The presented protocol poses some challenges that require practice, patience, and dedicated time to both the preparation and the analysis of results. The following suggestions will assist with carrying out this protocol:

• In our experience, mice in the age range of P1 to P10 provide the best results. Age-matching between donor and recipient brains also improves the reproducibility of the experiments.
• Since most reagents and culture dishes must be freshly prepared, our slice assay requires several hours of uninterrupted preparation and imaging in a single day. Once the brains are harvested consequent steps must be accomplished as fast as possible.
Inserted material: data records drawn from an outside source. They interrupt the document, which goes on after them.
PR #3318, opened 2024-07-05
feat: add animated upvotes in feed cards

ilasw:
## Changes
- Implement upvote animation as experiment ([figma reference](https://www.figma.com/proto/zLYukUtJGDplw6qBK59J3q/daily.dev---Mockup-(Q1_2024)-(Copy)?node-id=2914-10453&t=RbsA7knTYpvhLNnj-0&scaling=min-zoom&content-scaling=fixed&page-id=2753%3A8083&starting-point-node-id=2914%3A10453&show-proto-sidebar=1));
- Refactored Storybook stories for easier finding;
- Refactored Storybook mock system for make possibile stories for Experiments;

> This is an experiment in adding animations to the web app. I've implemented the upvote animation using CSS (by adding a new CSS file for ActionButtons), but there are many different ways to do this. We should consider the idea of implementing them with [Lottie](https://airbnb.io/lottie) or [Motion](https://www.framer.com/motion/) if more animations come up. Open to feedback on this topic!

## Events

No events added

## Experiment

> [!IMPORTANT]

## Manual Testing

> [!CAUTION]

### Preview domain
- Webapp: https://mi-406-animated-action-buttons-experiment.preview.app.daily.dev
- Storybook: https://storybook-8hpmoej5g-dailydotdev.vercel.app/?path=/story/components-actionbuttons--animated-upvote&globals=theme:dark


packages/shared/src/components/cards/ActionsButtons/ActionButtons.tsx
```diff
@@ -84,9 +117,12 @@ export default function ActionButtons({
         <QuaternaryButton
           id={`post-${post.id}-upvote-btn`}
           icon={
-            <UpvoteIcon secondary={post?.userState?.vote === UserVote.Up} />
+            <span className="pointer-events-none relative">
+              <UpvoteIcon secondary={post?.userState?.vote === UserVote.Up} />
+              {isAnimatedVersion && isUpvoteActive && <AnimatedUpvoteIcons />}
```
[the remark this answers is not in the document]
ilasw: Thanks for the feedback! I've added a control using `usePrevious` custom hook!

Speaking about it I've added a dependency in this hook (for perf) and changed to accept all kind of values, is that ok or there is a reason for no dependency array?

packages/shared/src/lib/featureManagement.ts
```diff
@@ -29,6 +33,7 @@ const feature = {
   showRoadmap: new Feature('show_roadmap', false),
   seoSidebar: new Feature('seo_sidebar', SeoSidebarExperiment.Control),
   onboardingChecklist: new Feature('onboarding_checklist', false),
+  upvote: new Feature('animated_upvote', UpvoteExperiment.Control),
```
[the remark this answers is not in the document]
ilasw: How can I check for features in growthbook? 👀

packages/shared/src/components/cards/ActionsButtons/ActionButtons.module.css
```diff
@@ -0,0 +1,131 @@
...
+    left: var(--upvote-start-x);
+    opacity: 0;
+    rotate: var(--upvote-start-rotate);
+    top: var(--upvote-start-y);
+    transform: translate3d(-50%, -50%, 0);
+    will-change: left, top, transform;
+
+    @media screen and (prefers-reduced-motion) {
+      animation: none;
+    }
```
nensidosari, line 27: Thanks for adding this, I think it's great to have!

Just one thing I'm concerned about, is there any way we can catch that in js? 

Experiment wise, if users are enrolled but see no animation because they have the reduced motion enabled might give us fake data, which means now at experimentation phase we might either want to not add this, or add this, but also guard via js with `useConditionalFeature` where the condition would be users that do not have this enabled.

packages/shared/src/components/cards/ActionsButtons/ActionButtons.tsx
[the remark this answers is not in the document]
nensidosari: Great thank u!

No don't think it would make a difference either way with or without the dependency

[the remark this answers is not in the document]
nensidosari: Btw don't think the animation works properly now when trying on preview. It stops without finishing the animation.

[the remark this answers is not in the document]
ilasw: Tried to fix with a useState tracking for click! Simple and direct :D

packages/shared/src/components/cards/ActionsButtons/ActionButtons.module.css
```diff
@@ -0,0 +1,127 @@
+.upvotes {
```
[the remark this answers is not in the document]
nensidosari: They do? I had no idea

packages/shared/src/lib/featureManagement.ts
```diff
@@ -28,6 +32,7 @@ const feature = {
...
```
rebelchris, line 35: I would say let's make the first key also more explanatory.
eg: `animatedUpvote`

packages/shared/src/lib/featureValues.ts
```diff
@@ -23,10 +23,16 @@ export interface FeatureTheme {
...
 
 export enum SeoSidebarExperiment {
   Control = 'control',
   V1 = 'v1',
 }
+
+export enum UpvoteExperiment {
+  Control = 'control',
+  Animated = 'v1',
+}
```
rebelchris, line 38: I don't think this needs to be a enum feature, can simply be boolean if it's on/off :)

packages/storybook/mock/GrowthBookProvider.tsx
```diff
@@ -0,0 +1,8 @@
+import { fn } from '@storybook/test';
+import * as actual from '@dailydotdev/shared/src/components/GrowthBookProvider';
+
+export * from '@dailydotdev/shared/src/components/GrowthBookProvider';
+
+export const useFeature = fn(actual.useFeature)
+  .mockName('useFeature')
+  .mockReturnValue('control');
```
rebelchris, line 8: This will mock all useFeature to `control`? it might impact some other values in that case

packages/webapp/next.config.js
```diff
@@ -10,8 +10,8 @@ const withBundleAnalyzer = require('@next/bundle-analyzer')({
 
 const securityHeaders = [
```
rebelchris, line 11: Many changes here, I think it's just formatting, but can we ensure nothing. changed?
It's highly sensitive to make changes in this file if not needed.

packages/shared/src/components/cards/ActionsButtons/ActionButtons.tsx
```diff
@@ -28,6 +37,48 @@ export interface ActionButtonsProps {
   className?: string;
 }
 
+const AnimatedUpvoteIcons = React.memo(function InnerAnimatedUpvoteIcons() {
```
rebelchris, line 40: I think we can actually move this to a custom file.
Then have the file use the https://storybook.daily.dev/?path=/docs/experiments-helpers--docs#withexperiment-hoc method to either return UpvotedButton (if part of experiment) or fallback to regular button.
That way it's cleaner in this file and all logic will live in one file.

Plus easier to manage enrollment and eventually cleanup.

rebelchris (changes requested):
Nice more of a minor comments on abstracting to a custom file (easier to maintain)

packages/shared/src/lib/featureValues.ts
nensidosari: Yeah I hadn't specified in the ticket and hadn't created the experiment yet, to not make Luca change anything since he was already done with this just went and created it like this.

packages/storybook/mock/GrowthBookProvider.tsx
ilasw: I would like to add an initial value, just for common cases, but it is editable in each component story! Should I remove it?

packages/webapp/next.config.js
ilasw: I tried to revert the changes, but my IDE still changes the formatting. There should not be any changes at all!

packages/shared/src/components/cards/ActionsButtons/ActionButtons.module.css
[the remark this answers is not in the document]
ilasw: Should I ask them for a Lottie JSON or we can keep the CSS version? 👀 
@nensidosari @rebelchris

packages/storybook/mock/GrowthBookProvider.tsx
rebelchris: Hmm if we can somehow set it for each story that be great?
Since you're one is the only one exposing it for now, we can probably go ahead like this.

packages/shared/src/lib/featureValues.ts
nensidosari: yeah sure

packages/shared/src/lib/featureManagement.ts
nensidosari:
```suggestion
  animatedUpvote: new Feature('animated_upvote', false),
```

@ilasw mind changing this to a boolean value 🙏 based on https://github.com/dailydotdev/apps/pull/3318#discussion_r1669892128 . I'll change the value in growthbook as well

ilasw: Done ✅

packages/shared/src/components/cards/ActionsButtons/ActionButtons.tsx
ilasw: Done ✅

packages/shared/src/components/cards/ActionsButtons/ActionButtons.module.css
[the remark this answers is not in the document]
nensidosari: I'm totally fine with both, your animation looks great, and since it's contained in one file it's easy to access/manage anyways even if we want to remove and replace with the new thing. 

Would though suggest u do pop the question to design so that we 100% sure they use Lottie and if we can use it as well and be aware for this and any future implementation.

packages/shared/src/components/cards/ActionsButtons/UpvoteButtonIcon.tsx
```diff
@@ -0,0 +1,77 @@
...
+    [userPrefersReducedMotions.replace('@media', '')],
+    [false],
+    false,
+    false,
+  );
+  const currentVersion = useConditionalFeature({
+    feature: feature.animatedUpvote,
+    shouldEvaluate: !haveUserPrefersReducedMotions,
+  });
+  const isAnimatedVersion = !!currentVersion?.value;
```
rebelchris, line 26: I'm not sure you need it here. I think basically the evaluation can move to withExperiment right @capJavert ?

packages/shared/src/lib/featureManagement.ts
nensidosari: Great I've changed the grwothbook value as well 🙌

rebelchris (changes requested):
Nice!
Thanks for the changes, think we can just simply the render to expect it to always return the experiment or the fallback. *(based on set criteria?)

Also not 100% sure the reduces motion is inline with experimentation expectation (I think it's a good addition, but something we clearly need to mention for evaluation)

Second note: We'll need to ask Ido for enrolment check based on PR here.
Do mention enrolment happens on render (due to animation effort) and based on reduces motion preference.

packages/shared/src/components/cards/ActionsButtons/ActionButtons.module.css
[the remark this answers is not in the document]
rebelchris: I think let's leave it for now as is.
Asked here: https://dailydotdev.slack.com/archives/C0381BQUEN9/p1720513195733419

nensidosari:
> Also not 100% sure the reduces motion is inline with experimentation expectation (I think it's a good addition, but something we clearly need to mention for evaluation)

@rebelchris we should definitely mention, but it wouldn't effect the experiment. We're already only enrolling users that don't have this enabled, so this shouldn't effect experiment results.

packages/shared/src/components/cards/ActionsButtons/UpvoteButtonIcon.tsx
ilasw: It is still mandatory because of the `reduces motion` I didn't find a way to insert this in the `withExperiment ` logic  :(

rebelchris: Ah yeah was wondering if we could put that inside the `value` evaluation there?
(Ante might know best since he made it)

ilasw: Trying to implement it 💪

ilasw: Now it should works without the `useConditionalFeature ` :)

rebelchris (approved):
Nice works for me :) 
Additionally we could have used `useConditionalFeature` inside `withExperiment` but I think this is perfect as well.

Just make sure to check enrolment with Ido (@nensidosari  can tell you more) before we merge it.

packages/shared/src/components/cards/ActionsButtons/UpvoteButtonIcon.tsx
```diff
@@ -0,0 +1,66 @@
...
+    props: AnimatedButtonIconProps,
+  ): ReactElement {
+    const haveUserPrefersReducedMotions = useMedia(
+      [userPrefersReducedMotions.replace('@media', '')],
+      [false],
+      false,
+      false,
+    );
+
+    const Experiment = withExperiment(AnimatedButtonIcon, {
```
capJavert, line 55: This will create a new component each time which will cause re-mount on each parent re-render, maybe better to `useConditonalFeature` here?

Are you using `memo` because of that?

rebelchris: He wants either the regular component or this animated one.
I suggested your `withExperiment` was probably best one right?

(With addition it needs to be conditional (so he added it inside))
Does that work?

packages/shared/src/components/cards/ActionsButtons/ActionButtons.tsx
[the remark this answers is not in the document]
nensidosari: great 👍 useRef is another option but definitely fine the way it is

packages/shared/src/components/cards/ActionsButtons/UpvoteButtonIcon.tsx
capJavert: Yeah, but `withExperiment` should not be defined inline, it should be const outside.

capJavert: I would say in this case it's better to use `useConditionalFeature` since he needs other dynamic data for user prefers motion.

rebelchris: Oh got it, I guess he did it because he needed the conditional eveluation 😅
Guess that brings trouble then?

So we'd need to maybe move back (Sorry Luca 😅)

nensidosari: ⬆️  😅

ilasw: Okay, let's revert 😢

ilasw: @rebelchris @nensidosari @capJavert updated PR!

packages/shared/src/components/withExperiment.tsx
```diff
@@ -25,12 +25,14 @@ export const withExperiment = <
...
     fallback?: ComponentType<Props>;
+    shouldEvaluate?: boolean;
   },
 ): ComponentType<Props> => {
   const WithExperiment = (props: Props): ReactElement => {
     const featureValue = useFeature(options.feature);
+    const { shouldEvaluate = true } = options;
 
-    if (featureValue !== options.value) {
+    if (!shouldEvaluate || featureValue !== options.value) {
```
nensidosari, line 35: let's revert this as well since we're going with useConditionalFeature

nensidosari (approved):
Looks great, and apologise for the mess here 😅 

Just one more thing to revert and then last thing is this:

## Experiment

If yes please remove the comment HTML comment tags and follow the instructions below

Don't forget to send a message to the [#experiments](https://dailydotdev.slack.com/archives/C02JAUF8HJL/p1715175315620999) channel, following the template in slack, and adding a link to the message here.

> [!IMPORTANT]

I can help you out with the enrolment details for the mesage

packages/shared/src/components/cards/ActionsButtons/UpvoteButtonIcon.tsx
```diff
@@ -0,0 +1,55 @@
...
+  const haveUserPrefersReducedMotions = useMedia(
+    [userPrefersReducedMotions.replace('@media', '')],
+    [false],
+    false,
+    false,
+  );
+
+  const { value: isAnimatedVersion } = useConditionalFeature({
+    feature: feature.animatedUpvote,
+    shouldEvaluate: !haveUserPrefersReducedMotions,
```
rebelchris, line 28: @nensidosari not 100% sure on what the idea was but don't we want the evaluation to include these?
```&& userClicked && isUpvoteActive```

**Review by rebelchris — APPROVED** [review]
Minor check, but will be raised in the evaluation check.
This will do (initially I thought we could still have 2, but only export one via the hook, but let's leave it for now 🙏

File: packages/shared/src/components/cards/ActionsButtons/UpvoteButtonIcon.tsx (hunk 13 above)
Comment (nensidosari) [reply packages/shared/src/components/cards/ActionsButtons/UpvoteButtonIcon.tsx:28]: well yes if we want to enrol only users who upvoted from when we roll this experiment. It's quite a specific enrolment, we can check with Ido

**Comment by nensidosari** [comment]
Last thing I just checked, this doesn't work on list card, did we want it there? not sure

**Comment by ilasw** [comment]
@nensidosari added mobile and fixed icon size! ✅

File: packages/shared/src/components/cards/ActionsButtons/UpvoteButtonIcon.tsx [hunk 14]
```diff
@@ -0,0 +1,55 @@
...
```
nensidosari, line 28:
```suggestion
    shouldEvaluate: !haveUserPrefersReducedMotions && userClicked && isUpvoteActive,
```

@ilasw let's add this as well since I confirmed it with Ido [here](https://dailydotdev.slack.com/archives/C02JAUF8HJL/p1720534108129839?thread_ts=1720532942.394519&cid=C02JAUF8HJL)

nensidosari:
@ilasw Awesome, please see my last comment 🙏 
Also please send this message to experiments channel and wait for Ido's ✅ . 

New feature for evaluation:

Name: [animated_upvote](https://app.growthbook.io/features/animated_upvote)
Available options: `true` | `false`
Enrolment:
- All users in the moment of upvoting through feed cards on desktop/tablet/mobile who don't have the "prefer reduced motion" enabled

Notes: Already enabled for team + [PR](https://github.com/dailydotdev/apps/pull/3318)|
If you want to check it our follow this [preview link](https://mi-406-animated-action-buttons-experiment.preview.app.daily.dev)https://mi-406-animated-action-buttons-experiment.preview.app.daily.dev/

CC: @Ido Shamun

packages/shared/src/components/cards/ActionsButtons/UpvoteButtonIcon.tsx
nensidosari: https://github.com/dailydotdev/apps/pull/3318#discussion_r1671676473

ilasw:
> @ilasw Awesome, please see my last comment 🙏 and also fix the test and linting failing.

I've found that `useConditionalFeature` requires an additional context in tests, added right now! ✅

• Between decapitation and preparation of slices, all steps should be performed using ice cold reagents, and tissue manipulation should be kept to a minimum in order to avoid anatomical disruptions.
• The tools utilized for these dissections should be sterile and reserved for live tissue manipulations only. Never utilize tools that were ever in contact with fixatives such as formaldehyde.
• The slices are generally viable for up to 36 hours, with a visible decline in migration speed and orientation between 24 and 36 hours. Beware of this limitation when planning your experiments and analyses.

To our knowledge, the presented organotypic slice assay offers the best current approach for deciphering genetic and molecular mechanisms of neuroblast migration from the SEZ to the OB. Given the emerging information regarding the expression of signaling networks in the RMS ¹⁹, future experiments to link the identified signaling cascades to neuronal migration will massively benefit from our assay. Our protocol will facilitate the identification of candidate signaling molecules which may regulate neuroblast migration autonomously, while also allowing investigators to assess the role of chemokines and secreted factors in the regulation of migration in a non-autonomous manner, as we have recently demonstrated ^{18, 20}. Our presented technique can easily be modified for study of stem cell transplantation, dendritic/axonal outgrowth, and a whole host of other topics in development neurobiology and adult neurogenesis.